- [Work order] Search the records for the word "echo" and copy every line in which it occurs.
++++ Source material
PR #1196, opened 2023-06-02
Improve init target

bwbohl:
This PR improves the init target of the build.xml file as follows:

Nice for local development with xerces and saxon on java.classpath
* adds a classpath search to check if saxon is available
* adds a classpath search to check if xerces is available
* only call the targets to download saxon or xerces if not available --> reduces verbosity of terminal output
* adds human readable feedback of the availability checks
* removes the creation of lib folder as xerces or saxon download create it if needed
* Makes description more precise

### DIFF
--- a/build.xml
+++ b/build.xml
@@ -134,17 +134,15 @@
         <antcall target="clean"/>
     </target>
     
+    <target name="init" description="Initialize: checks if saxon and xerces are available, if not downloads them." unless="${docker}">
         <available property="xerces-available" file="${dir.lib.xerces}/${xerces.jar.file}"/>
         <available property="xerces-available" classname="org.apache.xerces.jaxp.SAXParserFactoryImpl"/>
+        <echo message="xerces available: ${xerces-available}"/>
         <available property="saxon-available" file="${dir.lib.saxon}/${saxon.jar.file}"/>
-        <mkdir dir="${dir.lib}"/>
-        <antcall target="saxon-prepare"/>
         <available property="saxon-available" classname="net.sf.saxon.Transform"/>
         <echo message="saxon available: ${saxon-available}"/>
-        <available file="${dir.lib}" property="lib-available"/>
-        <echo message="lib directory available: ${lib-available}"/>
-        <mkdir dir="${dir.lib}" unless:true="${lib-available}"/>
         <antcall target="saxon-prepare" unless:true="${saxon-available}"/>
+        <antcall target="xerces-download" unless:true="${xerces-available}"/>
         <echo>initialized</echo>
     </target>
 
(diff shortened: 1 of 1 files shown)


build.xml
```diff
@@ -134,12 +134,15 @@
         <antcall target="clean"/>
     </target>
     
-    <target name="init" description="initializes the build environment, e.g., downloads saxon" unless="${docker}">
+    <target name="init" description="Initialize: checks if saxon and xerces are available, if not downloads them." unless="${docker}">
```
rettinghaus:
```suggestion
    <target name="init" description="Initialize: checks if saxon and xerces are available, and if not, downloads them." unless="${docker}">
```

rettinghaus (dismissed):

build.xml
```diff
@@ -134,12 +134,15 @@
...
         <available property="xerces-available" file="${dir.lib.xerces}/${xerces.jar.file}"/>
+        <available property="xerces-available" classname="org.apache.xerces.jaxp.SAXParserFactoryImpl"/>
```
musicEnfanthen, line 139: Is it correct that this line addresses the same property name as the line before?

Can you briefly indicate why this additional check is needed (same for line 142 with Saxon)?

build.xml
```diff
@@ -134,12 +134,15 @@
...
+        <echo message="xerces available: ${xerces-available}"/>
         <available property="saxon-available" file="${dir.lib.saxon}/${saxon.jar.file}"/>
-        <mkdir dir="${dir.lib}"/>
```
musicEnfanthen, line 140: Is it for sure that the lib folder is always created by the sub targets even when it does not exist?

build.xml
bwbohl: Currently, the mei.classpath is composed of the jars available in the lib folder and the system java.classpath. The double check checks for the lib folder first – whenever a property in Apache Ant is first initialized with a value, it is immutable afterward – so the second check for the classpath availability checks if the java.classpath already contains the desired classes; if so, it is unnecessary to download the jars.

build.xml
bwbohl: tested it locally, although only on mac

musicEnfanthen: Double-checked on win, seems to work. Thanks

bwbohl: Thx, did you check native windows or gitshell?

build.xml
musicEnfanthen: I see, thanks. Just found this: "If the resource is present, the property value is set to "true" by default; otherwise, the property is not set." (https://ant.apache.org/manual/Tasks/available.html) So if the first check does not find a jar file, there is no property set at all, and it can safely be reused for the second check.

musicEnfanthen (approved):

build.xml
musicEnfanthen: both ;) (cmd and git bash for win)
++++++++
- [Response box]
+        <echo message="xerces available: ${xerces-available}"/>
         <echo message="saxon available: ${saxon-available}"/>
-        <echo message="lib directory available: ${lib-available}"/>
         <echo>initialized</echo>
+        <echo message="xerces available: ${xerces-available}"/>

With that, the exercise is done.